Your response should contain every record below, copied exactly.
[Opening GIVEN ENTRIES section]
Issue #316, opened 2023-09-26
Implement client event bus  to expose the internal events 


Gsantomaggio:
### Is your feature request related to a problem? Please describe.

The client does a lot of automatic operation, and the user is not aware of what is happening.
We need to give more feedback to the user. 

### Describe the solution you'd like

The idea is to Implement an event bus to expose the internal events.
The client makes some decisions based on what we think is the best, for example in the Producer and Consumer classes, the auto-reconnect is more or less automatic, and the user is not aware of what is happening, see https://github.com/rabbitmq/rabbitmq-stream-dotnet-client/discussions/314.

The client decides what to do in case of an error for example the CRC fail on some error parse.

We could expose events and the user can react to these events, ex stop the consumer af 3 reconnections or stuff like that.

cc @ricardSiliuk @ricsiLT @jonnepmyra @TroelsL

jonnepmyra:
Thank you for taking the time to consider our diverse needs and use cases for the library 😊. I believe it's a good idea to allow customization of the client to cater to specific use case requirements.

For instance, in many of ___our___ use cases, message loss is simply not acceptable, and a failed CRC check should immediately halt the consumer, rather than proceeding with the next chunk as it currently does. However, this approach may not be suitable for all scenarios.

In the event of a 'FailedCrcCheckEvent,' here's what we'd probably want to do:

1. Store the failed CRC event persistently, such as by incrementing the CRC failure count in Redis (e.g., IncrementCrcFailureInRedis(streamname, reference, (offset?), DateTime.UtcNow)).
 
2. Disconnect the consumer.
 
3. If the count of failed CRC checks for this stream/consumer/offset is less than 5 within the last hour, attempt to reconnect a new consumer at the last stored offset (before the CRC failed chunk). This assumes that the CRC failure was a transient issue, and hopefully, the chunk will pass the CRC check this time. If retries exceed 5, we will raise an alarm for our operations team.

Just want to make sure that the 'eventbus' waits for the event to be handled by our "custom eventhandler implementation" before proceeding to the next chunk. It's crucial that the consumer stops when the event is raised, preventing it from processing the next chunk (which leads to messageloss).

Gsantomaggio:
Closed in favour of https://github.com/rabbitmq/rabbitmq-stream-dotnet-client/issues/336

PR #320, opened 2023-10-04
Event bus [Proposal] 

Gsantomaggio:
ref: https://github.com/rabbitmq/rabbitmq-stream-dotnet-client/issues/316

The idea of this implementation is to have the possibility to subscribe to a partial event.

so like:
```csharp
  StreamEventsBusSingleton.Instance.Publish<ProducerConnectEvent>(new ProducerConnectEvent(this, _config));
```

and somewhere to subscribe to the event based on the type, like:

```csharp
 StreamEventsBusSingleton.Instance.Subscribe<ProducerConnectEvent>(p =>
 {
   Console.WriteLine($"ProducerConnectEvent , Stream {p.Config.Stream}, event type {p.EventType}, event severity 
   {p.EventSeverity}" );
});
```

In this way we can implement different events with detailed information and (why not ) with the class instance that raised the event, for example:

```csharp
    public class ProducerConnectEvent : IStreamEvent
    {
        public ProducerConnectEvent(RawProducer producer, RawProducerConfig config)
        {
            Producer = producer;
            Config = config;
        }

        public RawProducerConfig Config { get; }

        public EventTypes EventType => EventTypes.Connection;
        public EventSeverity EventSeverity => EventSeverity.Info;
        public RawProducer Producer { get; }
    }
```


jonnepmyra:
Looks good.

We will need to execute async code when the events are raised.

Do you think the we could have async subscriptions aswell? So the registered action would be a `Func<IStreamEvent, Task> `and that the Publish part of the lib would `await` our registered callback/subscriber?

Gsantomaggio:
>have async subscriptions aswell? 

Yes

TroelsL:
I think this proposal covers our operational needs. But I am not certain which events the "Reconnecting" state would entail. From the WIP code, it looks like there are two event types: Connection and Disconnection.

I assume that, if modelled as a state machine, a Producer would start off in `Disconnected`. It would likely only have a single transition from there to `Connected`. But would there only be these two states, or would `Reconnecting` be it's own, and if so: would there be a "Reconnection" event published?

Gsantomaggio:
> it looks like there are two event types: Connection and Disconnection.

@TroelsL this was just a proposal. Of course, we will add other types like:
 - Reconnection  ( with all the details ) 
 - Metadata update 
 - CRC error
 - Producer Error
 - Consumer-Parse error 

etc...

Gsantomaggio:
It is still a work in progress. 
The bus can handle the events from the `RawProducer` and the `Producer` classes and only connection/disconnection/reconnection.

So given:
```
rabbitmq-streams add_super_stream invoices --partitions 3
```

And:
```csharp
 var streamSystem = await StreamSystem.Create(new StreamSystemConfig());
        await streamSystem.CreateStream(new StreamSpec("my-stream"));
        IEventBus bus = new StreamEventsBus();
        bus.Subscribe<RawProducerConnected>(async connected =>
        {
            myLogger.LogInformation(
                "The raw producer {ClientProvidedName} is connected to the stream {Stream}",
                connected.Parameters.ClientProvidedName, connected.Instance.Info.Stream);

            await Task.CompletedTask;
        });

        bus.Subscribe<RawProducerDisconnected>(async disconnected =>
        {
            myLogger.LogInformation(
                "The raw producer {ClientProvidedName} is disconnected from the stream {Stream}",
                disconnected.Parameters.ClientProvidedName, disconnected.Instance.Info.Stream);
            await Task.CompletedTask;
        });

        bus.Subscribe<ProducerReconnected>(async reconnected =>
        {
            var value = (reconnected.IsReconnection) ? "is in reconnection.." : "ended the reconnection";
            myLogger.LogInformation("The producer {ClientProvidedName} {Value} to the stream {Stream}", reconnected.Instance.Info.ClientProvidedName, value, reconnected.Instance.Info.Stream);
            await Task.CompletedTask;
        });

        var superStreamProducer = await Producer.Create(new ProducerConfig(streamSystem, SystemUtils.InvoicesExchange)
        {
            SuperStreamConfig = new SuperStreamConfig()
            {
                Routing = message => message.Properties.MessageId.ToString(),
                RoutingStrategyType = RoutingStrategyType.Hash
            },
            ClientProvidedName = "my_super_producer",
            Events = bus,
        });

        var standardProducer = await Producer.Create(new ProducerConfig(streamSystem, "my-stream")
        {
            ClientProvidedName = "my_producer",
            Events = bus,
        });


        for (ulong i = 0; i < 2000; i++)
        {
            var message = new Message(Encoding.Default.GetBytes("hello"))
            {
                Properties = new Properties() {MessageId = $"hello{i}"}
            };
            await superStreamProducer.Send(message);
            Thread.Sleep(1 * 1000);
        }
    }
```

The connection part for the super stream is:
```
[10:23:16] info: example.MyEventsTest[0] The raw producer my_super_producer#invoices-0 is connected to the stream invoices-0
[10:23:16] info: example.MyEventsTest[0] The raw producer my_super_producer#invoices-1 is connected to the stream invoices-1
[10:23:16] info: example.MyEventsTest[0] The raw producer my_super_producer#invoices-2 is connected to the stream invoices-2
```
[Closing GIVEN ENTRIES section]
WRITTEN SOLUTION —
Issue #316, opened 2023-09-26
Implement client event bus  to expose the internal events 


Gsantomaggio:
### Is your feature request related to a problem? Please describe.

The client does a lot of automatic operation, and the user is not aware of what is happening.
We need to give more feedback to the user. 

### Describe the solution you'd like

The idea is to Implement an event bus to expose the internal events.
The client makes some decisions based on what we think is the best, for example in the Producer and Consumer classes, the auto-reconnect is more or less automatic, and the user is not aware of what is happening, see https://github.com/rabbitmq/rabbitmq-stream-dotnet-client/discussions/314.

The client decides what to do in case of an error for example the CRC fail on some error parse.

We could expose events and the user can react to these events, ex stop the consumer af 3 reconnections or stuff like that.

cc @ricardSiliuk @ricsiLT @jonnepmyra @TroelsL

jonnepmyra:
Thank you for taking the time to consider our diverse needs and use cases for the library 😊. I believe it's a good idea to allow customization of the client to cater to specific use case requirements.

For instance, in many of ___our___ use cases, message loss is simply not acceptable, and a failed CRC check should immediately halt the consumer, rather than proceeding with the next chunk as it currently does. However, this approach may not be suitable for all scenarios.

In the event of a 'FailedCrcCheckEvent,' here's what we'd probably want to do:

1. Store the failed CRC event persistently, such as by incrementing the CRC failure count in Redis (e.g., IncrementCrcFailureInRedis(streamname, reference, (offset?), DateTime.UtcNow)).
 
2. Disconnect the consumer.
 
3. If the count of failed CRC checks for this stream/consumer/offset is less than 5 within the last hour, attempt to reconnect a new consumer at the last stored offset (before the CRC failed chunk). This assumes that the CRC failure was a transient issue, and hopefully, the chunk will pass the CRC check this time. If retries exceed 5, we will raise an alarm for our operations team.

Just want to make sure that the 'eventbus' waits for the event to be handled by our "custom eventhandler implementation" before proceeding to the next chunk. It's crucial that the consumer stops when the event is raised, preventing it from processing the next chunk (which leads to messageloss).

Gsantomaggio:
Closed in favour of https://github.com/rabbitmq/rabbitmq-stream-dotnet-client/issues/336

PR #320, opened 2023-10-04
Event bus [Proposal] 

Gsantomaggio:
ref: https://github.com/rabbitmq/rabbitmq-stream-dotnet-client/issues/316

The idea of this implementation is to have the possibility to subscribe to a partial event.

so like:
```csharp
  StreamEventsBusSingleton.Instance.Publish<ProducerConnectEvent>(new ProducerConnectEvent(this, _config));
```

and somewhere to subscribe to the event based on the type, like:

```csharp
 StreamEventsBusSingleton.Instance.Subscribe<ProducerConnectEvent>(p =>
 {
   Console.WriteLine($"ProducerConnectEvent , Stream {p.Config.Stream}, event type {p.EventType}, event severity 
   {p.EventSeverity}" );
});
```

In this way we can implement different events with detailed information and (why not ) with the class instance that raised the event, for example:

```csharp
    public class ProducerConnectEvent : IStreamEvent
    {
        public ProducerConnectEvent(RawProducer producer, RawProducerConfig config)
        {
            Producer = producer;
            Config = config;
        }

        public RawProducerConfig Config { get; }

        public EventTypes EventType => EventTypes.Connection;
        public EventSeverity EventSeverity => EventSeverity.Info;
        public RawProducer Producer { get; }
    }
```


jonnepmyra:
Looks good.

We will need to execute async code when the events are raised.

Do you think the we could have async subscriptions aswell? So the registered action would be a `Func<IStreamEvent, Task> `and that the Publish part of the lib would `await` our registered callback/subscriber?

Gsantomaggio:
>have async subscriptions aswell? 

Yes

TroelsL:
I think this proposal covers our operational needs. But I am not certain which events the "Reconnecting" state would entail. From the WIP code, it looks like there are two event types: Connection and Disconnection.

I assume that, if modelled as a state machine, a Producer would start off in `Disconnected`. It would likely only have a single transition from there to `Connected`. But would there only be these two states, or would `Reconnecting` be it's own, and if so: would there be a "Reconnection" event published?

Gsantomaggio:
> it looks like there are two event types: Connection and Disconnection.

@TroelsL this was just a proposal. Of course, we will add other types like:
 - Reconnection  ( with all the details ) 
 - Metadata update 
 - CRC error
 - Producer Error
 - Consumer-Parse error 

etc...

Gsantomaggio:
It is still a work in progress. 
The bus can handle the events from the `RawProducer` and the `Producer` classes and only connection/disconnection/reconnection.

So given:
```
rabbitmq-streams add_super_stream invoices --partitions 3
```

And:
```csharp
 var streamSystem = await StreamSystem.Create(new StreamSystemConfig());
        await streamSystem.CreateStream(new StreamSpec("my-stream"));
        IEventBus bus = new StreamEventsBus();
        bus.Subscribe<RawProducerConnected>(async connected =>
        {
            myLogger.LogInformation(
                "The raw producer {ClientProvidedName} is connected to the stream {Stream}",
                connected.Parameters.ClientProvidedName, connected.Instance.Info.Stream);

            await Task.CompletedTask;
        });

        bus.Subscribe<RawProducerDisconnected>(async disconnected =>
        {
            myLogger.LogInformation(
                "The raw producer {ClientProvidedName} is disconnected from the stream {Stream}",
                disconnected.Parameters.ClientProvidedName, disconnected.Instance.Info.Stream);
            await Task.CompletedTask;
        });

        bus.Subscribe<ProducerReconnected>(async reconnected =>
        {
            var value = (reconnected.IsReconnection) ? "is in reconnection.." : "ended the reconnection";
            myLogger.LogInformation("The producer {ClientProvidedName} {Value} to the stream {Stream}", reconnected.Instance.Info.ClientProvidedName, value, reconnected.Instance.Info.Stream);
            await Task.CompletedTask;
        });

        var superStreamProducer = await Producer.Create(new ProducerConfig(streamSystem, SystemUtils.InvoicesExchange)
        {
            SuperStreamConfig = new SuperStreamConfig()
            {
                Routing = message => message.Properties.MessageId.ToString(),
                RoutingStrategyType = RoutingStrategyType.Hash
            },
            ClientProvidedName = "my_super_producer",
            Events = bus,
        });

        var standardProducer = await Producer.Create(new ProducerConfig(streamSystem, "my-stream")
        {
            ClientProvidedName = "my_producer",
            Events = bus,
        });


        for (ulong i = 0; i < 2000; i++)
        {
            var message = new Message(Encoding.Default.GetBytes("hello"))
            {
                Properties = new Properties() {MessageId = $"hello{i}"}
            };
            await superStreamProducer.Send(message);
            Thread.Sleep(1 * 1000);
        }
    }
```

The connection part for the super stream is:
```
[10:23:16] info: example.MyEventsTest[0] The raw producer my_super_producer#invoices-0 is connected to the stream invoices-0
[10:23:16] info: example.MyEventsTest[0] The raw producer my_super_producer#invoices-1 is connected to the stream invoices-1
[10:23:16] info: example.MyEventsTest[0] The raw producer my_super_producer#invoices-2 is connected to the stream invoices-2
```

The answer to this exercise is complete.